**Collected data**
PR #39, opened 2023-12-03
(#38) Add a validations.py module

### LINKED ISSUE #38: [✨ Feature request]: Add a validations modules to Blueprints
### Description

Currently all logic to validate formulas is written inside Formula._valuate. We want to separate logic in a separate module puerely for that purpose.

### Acceptance Criteria

- [x] separate validations module

### Dependencies

None

### Confirmation

- [X] I have checked that this feature does not already exist in the issue tracker.
- [X] I have read and understood the contribution guidelines.

egarciamendez:
## Description

Currently all logic to validate formulas is written inside Formula._valuate. We want to separate logic in a separate module puerely for that purpose.

Fixes #38

## Type of change

## Checklist:


blueprints/validations.py
```diff
@@ -0,0 +1,49 @@
...
+    Raise a ValueError if any of the given keyword arguments are negative.
+
+    Parameters
+    ----------
+    **kwargs
+        A dictionary of keyword arguments where keys are parameter names, and values are the values to validate.
+
+    Raises
+    ------
+    ValueError
```
johan-tuls, line 43: NegativeValueError

blueprints/validations.py
```diff
@@ -0,0 +1,49 @@
...
+    Raise a ValueError if any of the given keyword arguments are less than or equal to zero.
+
+    Parameters
+    ----------
+    **kwargs
+        A dictionary of keyword arguments where keys are parameter names, and values are the values to validate.
+
+    Raises
+    ------
+    ValueError
```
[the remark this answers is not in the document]
egarciamendez: 😉

blueprints/validations.py
egarciamendez: 😉

egarciamendez:
Guys can we merge this one?

blueprints/validations.py
```diff
@@ -0,0 +1,49 @@
+"""Module for validation actions inside of Blueprints."""
+
+
+class NonPositiveValueError(Exception):
+    """Raised when a value is less than or equal to zero."""
```
bro-wi, line 5: In my opinion it is quite confusing to use "Litotes" in error messages, but I can't think of a better one so just leave it.

blueprints/validations.py
```diff
@@ -0,0 +1,49 @@
...
+
+
+class NegativeValueError(Exception):
+    """Raised when a value is negative."""
```
bro-wi, line 9: Does it add value to add these exceptions to an exception group?

blueprints/validations.py
```diff
@@ -0,0 +1,49 @@
...
+
+
+def raise_if_less_or_equal_to_zero(**kwargs) -> None:
```
bro-wi, line 12: question (not specifically about this PR): do we want to force kwargs input for our functions/classes? I'm not sure if our current signature are already in this style: "Formula(self,*,a,b,c). But that would do the trick.

bro-wi (commented):
nice and clean solution!

I only have some minor things to consider, but if you want to move them to a separate issue that is fine by me, in that case you can merge.

blueprints/validations.py
egarciamendez: Maybe then LessOrEqualToZeroError???

blueprints/validations.py
egarciamendez: What do you mean?

blueprints/validations.py
egarciamendez: That's a good point. We can make it more general by requesting a dictionary, rather than enforcing the use of kwargs entirely. The place where this is implemented should then unpack the kwargs first.

```python
def raise_if_negative(values: dict[str, float]) -> None:
    """
    Raise a NegativeValueError if any value in the provided dictionary is negative.

    Parameters
    ----------
    values : dict[str, float]
        A dictionary where keys are parameter names, and values are the values to validate.

    Raises
    ------
    NegativeValueError
        If any value in the dictionary is negative.
    """
    # Iterate over each item in the dictionary
    for key, value in values.items():
        # Check if the value is negative
        if value < 0:
            # If a negative value is found, raise the NegativeValueError with a message
            raise NegativeValueError(f"Invalid value for '{key}': {value}. Values for '{key}' cannot be negative.")
```

blueprints/validations.py
bro-wi: https://realpython.com/python311-exception-groups/

blueprints/validations.py
bro-wi: Mwaah that's not my point, my point is more on the init side ;-)

I think this is more-or-less the same as using **kwargs, the usage is a bit different ofcourse:

`self.raise_if_negative(a=1,b=2,c=3)`

vs 

`self.raise_if_negative({"a":1,"b":2,"c":3})`


I think I like the current implementation (first) better...

blueprints/validations.py
```diff
@@ -0,0 +1,49 @@
...
+
+    Raises
+    ------
+    NonPositiveValueError
+        If any value is greater than zero.
+
+    """
+    for key, value in kwargs.items():
+        if value <= 0:
+            raise NonPositiveValueError(f"Invalid value for '{key}': {value}. Values for '{key}' must be greater than zero.")
```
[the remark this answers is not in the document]
egarciamendez: Done 😉

Issue #41, opened 2023-12-04
[✨ Feature request]: Latex representation of formula


johan-tuls:
### Description

Each formula will, for traceability and verifiability purposes, need someway to represent itself. 

### Acceptance Criteria

- [ ] It should give a Latex representation of the Symbol = Original formula = Numeric formula = Result
- [ ] Symbel only
- [ ] Formula symbolic
- [ ] Formula Numeric
- [ ] Result
- [ ] Adjust decimals

(Nice to have's ? )
- [ ] Show Units for the result only
- [ ] Show Units for each argument
- [ ] Avoid defining logic in different places, this should be the responsibility of the _evaluate method

### Dependencies

Python only, however Latex syntax. So in the future adapters could be written from Latex --> external packages.

### Confirmation

- [X] I have checked that this feature does not already exist in the issue tracker.
- [X] I have read and understood the contribution guidelines.

egarciamendez:
Looking good 🚀 And extra nice to have would be the option to add the formula label at the end.

PR #45, opened 2023-12-07
#41 Added initial version of the LatexFormula

johan-tuls:
## Description

In order to represent the formula in whatever context as desired. 
The formula should have a standard way of representing itself. Most likely in Latex format.

## Type of change

- [ ] Bug fix (non-breaking change which fixes an issue)
- [X] New feature (non-breaking change which adds functionality)
- [ ] Breaking change (fix or feature that would cause existing functionality to not work as expected)
- [X] This change requires a documentation update

## Checklist:

- [X] I have commented my code, particularly in hard-to-understand areas


egarciamendez (commented):
I like this aproach but I am very curious to see what @bro-wi is cooking.

I would only like to add a reference to the formula label at the end. And maybe treat this object as a str in the same way we did with float and Formula. But that is more of a suggestion.

johan-tuls:
> I was planning to spend some time next week on this subject, (although my mind is constantly prototyping). So I hope you're not in too much of a hurry ;-)

Not in a hurry ^_^ But i think once this feature has been implemented, the formula class can have really added value and it would be great to start using these formulas outside of blueprints.

bro-wi:
Have been trying to cook something, but it quickly becomes very (and maybe unnecessarily) complex. For a straightforward one-line formula we can make it work by overiding the __add__,__sub__, __mul__,__div__, __pow__ . you have to write some logic to handle adding parenthesis (which quickly becomes quite complex), but it could work. a small (and way to simple) example:

```
@dataclass(frozen=True)
class LatexFormula:
    return_symbol: str
    result: float
    equation: str = ""
    numeric_equation: str = ""

    @property
    def complete(self) -> str:
        all_sub_equations = [self.return_symbol, self.equation, self.numeric_equation, str(self.result)]
        return " = ".join([eq for eq in all_sub_equations if eq != ""])

    @property
    def short(self) -> str:
        return f"{self.return_symbol} = {self.result}"

    def __type_check(self, other):
        if not isinstance(other, LatexFormula):
            raise TypeError(f"can't add LatexFormula to non-LatexFormula of type '{type(other)}'")

    def __str__(self):
        return self.complete

    def __add__(self, other):
        self.__type_check(other)

        return LatexFormula(
            "", self.result + other.result, f"{self.equation} + {other.equation}", f"{self.numeric_equation}+{other.numeric_equation}"
        )

    def __mul__(self, other):
        self.__type_check(other)

        # TODO: write check so parentheses are added when self or other is a summation, but not when there are already parentheses around them:
        # e.g.: a+b * c+d should be (a+b)*(c*d)
        #       (a+b)*c is already okay
        #       a+b * c should be (a+b)*c

        return LatexFormula(
            "", self.result * other.result, f"({self.equation})({other.equation})", f"({self.numeric_equation})({other.numeric_equation})"
        )
```

would work like this:

image


--> but then: 
-what will happen for multiline formulas? 
-And how would we include the formula label?
-Another thing I cant really tackle (yet) is inequality (the current implementation also fails on that).

so for the time being: I think have to KISS. I'm afraid that opting something very complex now will turn out to be more a hassle than we just 'type in' the result we want. It takes more effort of the developers, but I think it is more foolproof and flexible. Sorry for taking so long to come to this conclusion.. there were some escalations that required my attention.

egarciamendez:
Task remaining before merging:

- [ ] Add docstrings
- [ ] Add tests

bro-wi:
> Tasks remaining before merging:
> 
> * [ ]  Add docstrings
> * [ ]  Add tests

*[ ] fix for inequality
*[ ] add formula label

blueprints/codes/latex_formula.py
```diff
@@ -0,0 +1,18 @@
...
+class LatexFormula:
+    return_symbol: str
+    result: str
+    equation: str = ""
+    numeric_equation: str = ""
+
+    @property
+    def complete(self) -> str:
+        all_sub_equations = [self.return_symbol, self.equation, self.numeric_equation, self.result]
+        return " = ".join([eq for eq in all_sub_equations if eq != ""])
```
bro-wi, line 14: this will (probably) not work for inequalities?
+ include formula label

blueprints/codes/latex_formula.py
```diff
@@ -0,0 +1,18 @@
+from dataclasses import dataclass
+
+
+@dataclass(frozen=True)
+class LatexFormula:
+    return_symbol: str
+    result: str
+    equation: str = ""
+    numeric_equation: str = ""
```
bro-wi, line 9: add docstrings  (also mention that the units are included in the numeric equation )

johan-tuls:
> Glad we have almost reached a conclusion. @johan-tuls Can you add this to your solution?
> 
> ```python
>     def __str__(self):
>         return self.complete
> ```

Done

blueprints/codes/latex_formula.py
johan-tuls: I have added the formula label as comparison_operator_label with = as default.

johan-tuls:
I have added the open requests. Let's see if this works out for the initial version.
@bro-wi @egarciamendez could you review the changes?

blueprints/codes/latex_formula.py
```diff
@@ -0,0 +1,57 @@
...
+        The formula with symbols
+    numeric_equation: str, default ""
+        The formula with values (numbers)
+    comparison_operator_label: str, default "="
+        The label for the comparison operators between the return symbol and the result.
+        Could be changed for inequalities.
+    """
+
+    return_symbol: str
+    result: str
```
egarciamendez, line 26: I think this should be a float instead. Transforming to a str is the responsibility of the class itself.

blueprints/codes/latex_formula.py
egarciamendez, line 1: What do we do with inequalities? This class doesn't cover those situations.

tests/codes/test_latex_formula.py
```diff
@@ -0,0 +1,39 @@
+"""Tests for the LatexFormula class."""
+from blueprints.codes.latex_formula import LatexFormula
+
+
+class TestLatexFormula:
+    """Test for LatexFormula."""
+
+    @staticmethod
+    def fixture_1() -> LatexFormula:
```
egarciamendez, line 9: Use @pytest.fixtures instead and put the fixture outside of the testing class.

tests/codes/test_latex_formula.py
```diff
@@ -0,0 +1,39 @@
...
+
+        assert formula.short == expected_result
+
+    def test_complete(self) -> None:
+        """Test the complete representation."""
+        # Example values
+        formula = self.fixture_1()
+
+        # Expected result
+        expected_result = "E = E=mc^2 = 5*10^2 = 500"
```
egarciamendez, line 29: The expected result has an extra unnecessary E -> "E = mc^2 =...

egarciamendez (changes requested):
We're almost there 💪

tests/codes/test_latex_formula.py
johan-tuls: Fixed, the initial fixture was wrong

tests/codes/test_latex_formula.py
johan-tuls: done, great improvement!

docs/source/conf.py
```diff
@@ -3,9 +3,10 @@
 import sys
 from datetime import datetime
 
-sys.path.insert(0, os.path.abspath("../../"))
```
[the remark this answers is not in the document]
johan-tuls: reversed

blueprints/codes/latex_formula.py
johan-tuls: as it only contains strings and in theorie should be possible for any formula (including string results) i suggest we stick to str for all subresults.

blueprints/codes/latex_formula.py
johan-tuls: most of them can be rewritten as formulas. Otherwise we might need a new object

egarciamendez (approved):
I think this should be the way to go. 🚀

egarciamendez:
Let's wait for @bro-wi 's review to merge.

blueprints/codes/latex_formula.py
```diff
@@ -0,0 +1,58 @@
...
+        """Complete representation of the formula.
+
+        Returns
+        -------
+        str
+            Return symbol = equation = numeric_equation = result
+
+        """
+        all_sub_equations = [self.return_symbol, self.equation, self.numeric_equation, self.result]
+        return f" {self.comparison_operator_label} ".join([eq for eq in all_sub_equations if eq != ""])
```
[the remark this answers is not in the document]
johan-tuls: Thanks for the review. 
I indeed think inequalities might need a different approach. The problem is that most inequalities aren't really inequalities, but just formula written in a different format so it is more readable for the end-user. 
So we might have to debate what would be the best approach.

However i think that for generic formula (y = .....x ...) we should try to complete the PR so we can start implementing Blueprints in regular apps and giving some momentum to the devlopment.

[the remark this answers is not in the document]
bro-wi: agree! We already have issue #50 to keep the inequalities on our radar, so let's merge and move on 🚀

PR #306, opened 2024-07-08
Refactor Exposure classes and adjust tests

### LINKED ISSUE #305: [✨ Feature request]: ABC Exposure class
### Description

Exposure classes are now defined in a specific version of the Eurocode. The description of the exposure classes and the possibilties in each category can be different in the national annex of each country and are also subject to change in the future versions.

Since other classes will depend on these classes, there should be an abstract exposure class, abstract version of each exposure class and an abstract version of ExposureClasses data container.

This was initially not done, because inheriting from Enum and ABC at the same time is not possible. Here we will apply this stackoverflow solution:
https://stackoverflow.com/questions/56131308/create-an-abstract-enum-class/56135108#56135108 

### Acceptance Criteria

- This feature should be non-breaking

### Dependencies

_No response_

### Confirmation

- [X] I have checked that this feature does not already exist in the issue tracker.
- [X] I have read and understood the contribution guidelines.

SZeltaat:
## Description

Refactored and replaced exposure classes. Main change is the definition of ABCEnumMeta class to be able to make Exposure an abstract class. This was required if we want to define the concept of exposure class independant of the exact definition in different Eurocode versions.
I had to do this in order to be able to do the same for the structural class and the cover calculation.
All the other changes are mostly replacing code.

Please also read #305
Fixes #305 

## Type of change

## Checklist:


tests/codes/eurocode/nen_en_1992_1_1_c2_2011/chapter_4_durability_and_cover/test_table_4_1.py
```diff
@@ -185,44 +108,6 @@ def test_description_of_the_environment(self) -> None:
...
-            chloride_seawater=ChlorideSeawater("Not applicable"),
-            freeze=FreezeThaw("XF2"),
-            chemical=Chemical("XA2"),
-        )
-        assert exposureclasses.no_risk is False
-
-
 def test_comparing_different_types_raises_error() -> None:
     """Check if comparing different exposure class types, raises TypeError."""
     with pytest.raises(TypeError):
```
egarciamendez, line 113: To solve the errors regarding 'Statement seems to have no effect'. You could add an underscore as a variable
afbeelding

egarciamendez (approved):
Beautiful !
afbeelding

blueprints/codes/eurocode/exposure_classes.py
```diff
@@ -0,0 +1,166 @@
...
+        Boolean
+            True if both arguments are of the same severity (In this case they will both be literally the same).
+        """
+        if isinstance(other, self.__class__):
+            _self_severity = int(self.value[-1]) if self.value != "Not applicable" else 0
+            _other_severity = int(other.value[-1]) if other.value != "Not applicable" else 0
+            return _self_severity == _other_severity
+        raise TypeError("Only the same exposure class types can be compared with each other!")
+
+    def __gt__(self, other: object) -> bool:
```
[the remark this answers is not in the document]
SZeltaat: Somehow, `other: T` works fine here and mypy doesn't mind that. For the sake of consistency, I will NOT change this one as well.

tests/codes/eurocode/nen_en_1992_1_1_c2_2011/chapter_4_durability_and_cover/test_table_4_1.py
SZeltaat: Done!
I did not get these errors in my IDE though! 🤷‍♂️

SZeltaat (commented):
Thank you for your review!
I tried changing 'object' to 'T', but mypy complains that the signature is different from its superclass. I have tried a couple of other possible solutions, but with no luck. So I'm keeping 'object' in. If you can think of a solution, please let me know or feel free to apply it yourself!
I'll wait for your response before merging! 😉

egarciamendez:
Sometimes is a 9 just fine 👌

PR #332, opened 2024-08-01
Fix wrong TypeError at instantiating MockAbstractEnum

### LINKED ISSUE #327: [🐞 Bug]: Fix test_mock_abstract_enum_is_abstract
### Checks

- [X] I have checked that this issue has not already been reported.

- [X] I have confirmed this bug exists on the [latest version](https://pypi.org/project/blueprints/) of Blueprints.

### Issue description

test_mock_abstract_enum_is_abstract catches a TypeError, but the wrong one.
Fix: 

```python
class MockAbstractEnumWithMembers(Enum, metaclass=ABCEnumMeta):
    """Mock class with members for testing the ABCEnumMeta class."""

    A = "a"

    @abstractmethod
    def test_method(self) -> int:
        """Test method for the MockAbstractEnum class."""
```

```python

    def test_mock_abstract_enum_is_abstract(self) -> None:
        """Test case for MockAbstractEnum class to check if it's an abstract class."""
        assert MockAbstractEnum.__abstractmethods__ == frozenset({"test_method"})
        with pytest.raises(TypeError) as error_info:
            _ = MockAbstractEnumWithMembers("a")  # type: ignore[abstract]
        assert str(error_info.value) == "Can't instantiate abstract class 'MockAbstractEnumWithMembers' without an implementation for abstract method 'test_method'"

```

### Reproducible example

The last assert would show that the TypeError in current implementation of the test is not the right one.

```python

    def test_mock_abstract_enum_is_abstract(self) -> None:
        """Test case for MockAbstractEnum class to check if it's an abstract class."""
        assert MockAbstractEnum.__abstractmethods__ == frozenset({"test_method"})
        with pytest.raises(TypeError) as error_info:
            _ = MockAbstractEnumWithMembers("a")  # type: ignore[abstract]
        assert str(error_info.value) == "Can't instantiate abstract class 'MockAbstractEnumWithMembers' without an implementation for abstract method 'test_method'"
```

### Expected behavior

wrong test

### Installed versions

```
latest
```

SZeltaat:
## Description
We've discussed this yesterday. I think this should fix it. We now check if the expected TypeError is raised and not accidentally another TypeError.

Fixes #327 

## Type of change

## Checklist:

### DIFF
--- a/tests/utils/test_abc_enum_meta.py
+++ b/tests/utils/test_abc_enum_meta.py
@@ -38,8 +38,24 @@ class TestABCEnumMeta:
     def test_mock_abstract_enum_is_abstract(self) -> None:
         """Test case for MockAbstractEnum class to check if it's an abstract class."""
         assert MockAbstractEnum.__abstractmethods__ == frozenset({"test_method"})
-        with pytest.raises(TypeError):
-            _ = MockAbstractEnum("a")  # type: ignore[abstract]
+
+    def test_abstract_enum_with_memebers_raises_type_error(self) -> None:
+        """Test case for MockAbstractEnumWithMembers class to check if it raises a TypeError."""
+        with pytest.raises(TypeError) as error_info:
+
+            class MockAbstractEnumWithMembers(Enum, metaclass=ABCEnumMeta):
+                """Mock class with members for testing the ABCEnumMeta class."""
+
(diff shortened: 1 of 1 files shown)


egarciamendez (approved):
👍

PR #546, opened 2025-04-04
feat: Add standard steel profiles various shapes

GerjanDorgelo:
part 2 of #535 

- [x] This change requires a documentation update

## Checklist:


GerjanDorgelo:
@SZeltaat I added you for review. I think easiest way to check all this is to make a small script/excel that checks the sizes of all elements based on your own database. This PR is part of a large (huge?) PR, see #535. That one will also do some math with the standard profiles like calculate area, section moduli, etc.

blueprints/structural_sections/steel/steel_cross_sections/standard_profiles/unp.py
```diff
@@ -0,0 +1,47 @@
...
+    def __init__(self, code: str, h: MM, b: MM, t_w: MM, t_f: MM, radius: MM, slope: RATIO) -> None:
+        """Initialize UNP profile.
+        Args:
+            code (str): Profile code.
+            h (MM): Total height.
+            b (MM): Total width.
+            t_w (MM): Web thickness.
+            t_f (MM): Flange thickness.
+            radius (MM): Radius (always 0 for UNP profiles).
+            slope (RATIO): Slope of the flange.
```
SZeltaat, line 37: this does not make sense to me! radius is always zero, but it has value for all the enum members. and what is the slope actually? Maybe look at this again to check if everything is ok?

tests/structural_sections/steel/steel_cross_sections/standard_profiles/test_hea.py
```diff
@@ -0,0 +1,35 @@
...
+
+class TestHEA:
+    """Tests for the HEA enum."""
+
+    def test_enum_values(self) -> None:
+        """Test that enum values are correctly defined."""
+        assert HEA.HEA_100.value == ("HEA100", 96, 100, 5, 8, 12)
+        assert HEA.HEA_200.value == ("HEA200", 190, 200, 6.5, 10, 18)
+
+    def test_enum_membership(self) -> None:
```
SZeltaat, line 14: random check is of course fine, but maybe it's nice to check for the first and the last enum member.

SZeltaat (changes requested):
Nice addition!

**WHAT TO DO**
Among the lines above, repeat exactly those from the line with "so for the time" to the line with "add formula label", counting both ends.

**ANSWER FOR THE TASK**
so for the time being: I think have to KISS. I'm afraid that opting something very complex now will turn out to be more a hassle than we just 'type in' the result we want. It takes more effort of the developers, but I think it is more foolproof and flexible. Sorry for taking so long to come to this conclusion.. there were some escalations that required my attention.

egarciamendez:
Task remaining before merging:

- [ ] Add docstrings
- [ ] Add tests

bro-wi:
> Tasks remaining before merging:
> 
> * [ ]  Add docstrings
> * [ ]  Add tests

*[ ] fix for inequality
*[ ] add formula label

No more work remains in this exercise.